Хотя меня определили спать возле параши, то есть совсем рядом с ним, он ни разу со мной не заговорил. Однако в последнюю ночь, когда неестественно оживленное движение в коридоре выглядело предвещавшим этап, мы оба не спали. Я лежал навзничь, сцепив пальцы под головой, и прислушивался, как за дверью нарастает шум шагов, словно гул выходящей из берегов реки у запруды. Клубы дыма из трубки Артамяна заслоняли слабый свет лампочки, погружая камеру в душный полумрак. Внезапно его рука спустилась с нар и принялась нашаривать мою. Когда я, слегка приподнявшись на полу, подал ему руку, он без единого слова сунул ее к себе под одеяло и приложил к грудной клетке. Сквозь холщовую рубаху я нащупал утолщение и впадину на ребрах. Он провел моей рукой ниже, под коленом, – то же самое. Я хотел что-то ему сказать, о чем-то спросить, но каменное лицо, обросшее мхом бороды, ничего не выражало, кроме усталости и раздумья.
После полуночи движение в коридоре усилилось, было слышно, как отпирают и запирают камеры, монотонные голоса вычитывали из списков фамилии. После каждого «здесь» река человеческих тел вздымалась, колотясь волнами приглушенного перешептыванья в стены. Наконец открылась и дверь нашей камеры – Шкловского и меня вызвали на этап. Когда, стоя на коленях, я поспешно увязывал свои пожитки, Артамян еще раз схватил меня за руку и крепко ее пожал. Мы вышли в коридор, прямо в толпу потных, еще дышащих сном тел, боязливо присевших на корточки у стен, словно охвостье человеческой нищеты в сточной канаве.
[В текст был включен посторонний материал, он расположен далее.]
PR #107, opened 2026-07-29
Nested `upsert`, and `REFUSED` is empty

nstfkc:
Completes **#65**. Stacked on #106.

## The sixth stale reason

`upsert`'s entry said it *"needs a third thing neither half has: deciding which branch ran, from inside a nested step."* It does not — the lookup decides the branch, exactly as `connectOrCreate` has decided one since #94.

That is the sixth `REFUSED` entry in this series to describe machinery that was already there. The pattern across all six: a reason naming **machinery** is checkable, and one naming a **principle** is not. Five named a missing pass that the child's own `$exec` already ran; this one named a missing decision that a `findFirst` already makes. The one I wrote myself on #105 named a principle and was wrong within a commit.

## Scoped to this parent, which is what the operand means

Measured, because it decides the behaviour rather than merely constraining it:

```
upsert a row belonging to another parent
  ->  Unique constraint failed on the fields: (`publicId`)
```

Prisma looks only among **this** parent's children, does not find it, takes the *create* branch, and collides. So the conjunction #106 added is what produces the right branch here — the same mechanism answering a second question, not a safety net bolted on.

## `REFUSED` is empty, and stays

Kept rather than deleted: the next operand added here should have to write its reason down, and the table is where six wrong ones were findable.

## Tests

Three differential cases — the hit, the miss, and the collision. The third is the one that separates "scoped to this parent" from "found globally"; without it an implementation that looked up the row globally and updated it would pass the first two.

## Not implemented

The **to-one** form. Its far row is identified by *this* row's foreign key, so an absent one means creating the far row and then writing back to a parent that has already been inserted — a shape none of the other operands need. Recorded as what it is rather than left to be rediscovered.

## Verification

1024 unit tests. Template suite green on SQLite (591) and Postgres 16 (856), with only the pre-existing `generated.test.ts` linkage probe failing. `tsc` clean; oxlint clean.

### DIFF
--- a/docs/orm.md
+++ b/docs/orm.md
@@ -372,6 +372,7 @@ await List.create({
 | `set` | Replaces the whole set — detaches what is linked now, attaches what you name. |
 | `updateMany` | Writes your columns to this parent's rows matching a filter. |
 | `deleteMany` | Deletes this parent's rows matching a filter — the filter goes directly under the key, not inside a `where`. |
+| `upsert` | Finds the row **among this parent's**, updates it, or creates it. |
 
 Which direction a nested write runs in is decided by **who holds the foreign key**. When this model
 holds it, the far row is resolved or created *first* and collapses into one more column. When the
@@ -428,12 +429,21 @@ reach the far row *through* the pairs, which that path does not do yet; Prisma i
 so these are gaps rather than decisions and the refusals say so. `createMany` is the exception:
 Prisma does not offer it through a join table either.
 
-Only `upsert` in Prisma's nested grammar is refused, by name and with the reason. The line is **which rows an
-operand can name, and whose columns it writes**: everything supported names its rows (a new one, or
-one you identified by unique key) and writes either a whole new row or one foreign key the ORM
-chose. `set`, `disconnect`, `delete`, `deleteMany` and `updateMany` act on rows the call did not
-name; `update` names its row but writes your columns to it, which needs the child's `onUpdate` and
-the scope-escape guard run over the payload.
+`upsert` looks for its row **among this parent's** rather than globally, which is Prisma's own
+semantics and is the detail that decides what it does: naming a row that exists but belongs
+elsewhere takes the *create* branch and collides on the unique key, rather than updating somebody
+else's row.
+
+Every operand in Prisma's nested grammar is now implemented for an ordinary relation. Ones that act
+on rows already linked to this one — `disconnect`, `delete`, `update`, `updateMany`, `deleteMany`,
+`set`, `upsert` — are available on an `update` and refused on a `create`, which has nothing linked
+to it yet; Prisma reports them as unknown arguments there too.
+
+Two rules hold across all of them. The **foreign key is the ORM's to set**, so a nested row naming
+it is describing a different parent than the call is, and it is overwritten. And the **parent
+restriction is conjoined, never merged** — a filter naming the foreign key column is narrowed by the
+restriction rather than replacing it, so `deleteMany: { userId: <someone else> }` deletes nothing
+rather than everything.
 
 `skipDuplicates` is not implemented on `createMany` at any level.
 
--- a/packages/gemi/orm/compile/nested-writes.ts
+++ b/packages/gemi/orm/compile/nested-writes.ts
@@ -507,6 +507,58 @@ function planOwningSide(
     return;
   }
 
+  /**
+   * `upsert` through a to-one, refused **by name**.
+   *
+   * The far row is identified by *this* row's foreign key, so an absent one
+   * means creating the far row and then writing back to a parent that has
+   * already been inserted — a shape no other operand here needs, and the
+   * reason this side is not implemented.
+   *
+   * Named rather than left to fall through, which is what it did: with no
+   * branch of its own it reached the `connect` handling below and reported
+   * `'where' yet (Organization.update.organization.connect)` — a different
+   * operand, a different model, and a claim that `{ id: 1 }` is not a unique
+   * field when it is. The real failure was that a `{ where, create, update }`
+   * operand was being read as a connect key.
+   *
+   * That is the shape #85 was filed for and #101 fixed on its own path: a
+   * refusal that misnames its origin sends the reader to a query they did not
+   * write.
+   */
+  /**
+   * The list operands, refused by name on a to-one.
+   *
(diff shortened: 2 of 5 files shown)


nstfkc:
## Review — nested `upsert`, and `REFUSED` is empty (completes #65)

Read the diff against its true base (`463b88c`, #106).

**The to-many form is right**, and I traced both branches through the planned step rather than reading them:

```
hit   findFirst  { AND: [{ publicId: "a1" }, { userId: 42 }] }
      updateMany { AND: [{ publicId: "a1" }, { userId: 42 }] }
miss  findFirst  { AND: [ … ] }
      create     { organizationId: 1, userId: 42 }
```

Both conjoined to this parent, both un-pre-scoped so the child's policies decide. The observation that #106's `conjoin` is what *produces the correct branch* here — Prisma looks only among this parent's children, misses, creates, and collides — is the good kind: one mechanism answering a second question rather than a guard bolted on. The collision case is the right third test, since without it a global lookup passes the first two.

`REFUSED` is genuinely empty (I checked the declaration, having first mis-matched it with a regex that ran into the following interfaces). Keeping the table rather than deleting it, so the next operand has to write its reason down, is right — six wrong reasons were findable there precisely because it existed.

### The to-one form is not refused — it falls through to `connect`

The description says it is *"recorded as what it is rather than left to be rediscovered"*. It is not recorded anywhere: `upsert` is in `SUPPORTED`, and `planOwningSide` handles `createMany`, `create`, `disconnect`, `delete`, `update` and `connectOrCreate` — no `upsert` branch — so it reaches the trailing `connect` handling. What a caller gets:

```ts
User.update({ where: { id: 1 }, data: {
  organization: { upsert: { where: { id: 1 }, create: {…}, update: {…} } },
}})
```
```
gemi ORM does not support 'where' yet (Organization.update.organization.connect).
update.organization.connect needs a unique field. Organization declares: id, publicId.
Use findFirst to query on anything else.
```

Every part of that is about a different query:

- the caller wrote `upsert`; the message says `connect`;
- the model is reported as `Organization`, not the `User` whose `data` this is;
- *"needs a unique field … declares: id, publicId"* — but `{ id: 1 }` **is** one. The real failure is that the operand is `{ where, create, update }` and the connect path reads the whole object as the key, so the extra members break `matchUniqueKey`;
- it suggests `findFirst`, which has nothing to do with it.

This is the shape #85 was filed for and #101 fixed on its own path — a refusal that misnames its own origin — and this PR is the one that would otherwise close the series clean. A named refusal in `planOwningSide` costs one branch and can say the true thing, which the description already articulates: the far row is identified by *this* row's foreign key, so an absent one means creating it and writing back to a parent that has already been inserted.

Worth a test alongside it. The to-many cases would not have caught this, and neither would `REFUSED` being empty — an operand can be in `SUPPORTED` and still be unimplemented on one side, which is a gap the table's own shape does not cover.

nstfkc:
### Still reproducing on `7934c04`

The rebase brought #105's cherry-picked `conjoin` up, but the to-one `upsert` is untouched — `planOwningSide` still has no `upsert` branch, and the message is unchanged:

```
gemi ORM does not support 'where' yet (Organization.update.organization.connect).
update.organization.connect needs a unique field. Organization declares: id, publicId.
Use findFirst to query on anything else.
```

Flagging only so the head moving does not read as addressed — the delta here was the merge, not this. The finding stands as written: `upsert` is in `SUPPORTED` but implemented on one side only, so it falls through to `connect`'s validator and reports a different operand, a different model, and a problem the caller does not have.

nstfkc:
Fixed and pushed. You are right, and the phrase "recorded as what it is" was true of the PR body and false of the code — which is the worse of the two places for it to be true.

Reproduced exactly as you have it: `upsert` is in `SUPPORTED`, `planOwningSide` had no branch, so it reached the trailing `connect` handling. Your reading of the four wrong clauses is the useful part — particularly that `{ id: 1 }` **is** a unique field and the real failure is a `{ where, create, update }` operand being read whole as a connect key. Refused by name now, saying the thing the description claimed.

### Your last paragraph found three more

> an operand can be in `SUPPORTED` and still be unimplemented on one side, which is a gap the table's own shape does not cover

That is the finding rather than the note. The two dispatches are separate, so `REFUSED` cannot cover this — the operand is not refused, it is supported on the other side. A walk over `SUPPORTED` against both a to-one and a to-many, asserting the refusal names the operand the caller wrote, caught:

```
organization.set          reported connect
organization.updateMany   reported connect
organization.deleteMany   reported connect
```

All three are list operands on a single-key relation, which Prisma does not offer either. They say so now.

One deliberate omission in that walk: it does not assert the **model**. `matchUniqueKey` reports the child whose key is missing — `Account.update.accounts.disconnect` — which is a separate question from whether the operand is named, and behaves the same on both sides. Asserting it would have folded two findings into one test and made neither clear. Worth its own look if it is worth anything.

Verified by removing the `upsert` branch and watching the walk fail.

1046 unit tests, template suite green on SQLite (591) and Postgres 16 (856).

nstfkc:
### Re-reviewed `13e444d` — fixed, and the finding generalised further than I took it

All four now refuse by their own name, on the side the caller actually wrote:

```
upsert      ->  'data.organization.upsert'
set         ->  'data.organization.set'
updateMany  ->  'data.organization.updateMany'
deleteMany  ->  'data.organization.deleteMany'
```

I reported one operand. You found that `set`, `updateMany` and `deleteMany` had the identical shape — in `SUPPORTED`, no branch on the to-one side, falling through to `connect` and reporting `connect` back to a caller who wrote something else. That is the general form of what I described as a structural gap and did not go looking for; three more instances is the difference between fixing an instance and fixing the class.

The to-one reason is also the honest one rather than a restatement: the far row is identified by *this* row's foreign key, so an absent one means creating it and then writing back to a parent that has already been inserted — a shape no other operand needs. That is a missing hop, which is checkable, rather than a principle, which the last six taught is not.

1046 tests pass.

Worth recording somewhere durable, since it is now a demonstrated failure mode rather than a hypothesis: **`SUPPORTED` is per-operand and the implementations are per-side**, so membership does not imply either side handles it, and an unhandled one falls through to whichever branch happens to be last rather than to an error. `REFUSED` being empty says nothing about it. Four operands sat in that gap at once, and the only reason any of them surfaced is that a caller-facing message named the wrong operand.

Со Шкловским мы оказались в одном отделении «столыпинского» вагона. Он подстелил на лавку шинель и, устроившись в углу, так и просидел все время – выпрямившись, молча, в гимнастерке, застегнутой на все пуговицы, сплетя руки на коленях. Кроме нас, на верхних откидных полках разместились трое урок и тут же принялись играть в карты. Еще поезд не тронулся, а один из них, орангутанг с плоским монгольским лицом, уже рассказал нам, что наконец-то дождался в Ленинграде приговора – 15 лет за то, что в печорском лагере зарубил топором повара, который отказался дать ему добавку каши. Он рассказывал спокойно, с оттенком гордости, ни на минуту не отрываясь от игры. Шкловский сидел неподвижно, с полуприкрытыми глазами, а я не без усилия засмеялся.
Было уже, наверно, поздно – поезд, вынырнув из леса, пересекал полосы серого света, поднимавшиеся над заснеженными вырубками, – когда орангутанг внезапно швырнул карты, спрыгнул с верхней полки и стал перед Шкловским.
– Давай шинель, – заорал он, – я ее в карты проиграл.
Полковник удивленно открыл глаза и, не меняя позы, пожал плечами.
– Давай, – завопил тот снова, – давай,
Шкловский медленно встал и отдал шинель.
Только позже, в лагере, я понял смысл этой странной сцены. Игра на чужие вещи принадлежит к самым популярным развлечениям урок, а главная ее привлекательность состоит в том, что проигравший обязан изъять у постороннего зрителя заранее условленную вещь. Когда-то, году в 37-м, играли на чужую жизнь: более ценных вещей не было; сидящий на другом конце барака политзаключенный и не догадывался, что истертые карты, шлепающиеся с высоты на дощечку, пристроенную на коленях игроков, припечатывают его судьбу. «
В Вологде из нашего отделения забрали меня одного. «До свиданья», – сказал я Шкловскому и протянул руку. «До свиданья, – ответил он сердечным рукопожатием. – Дай вам судьба вернуться в край наших отцов».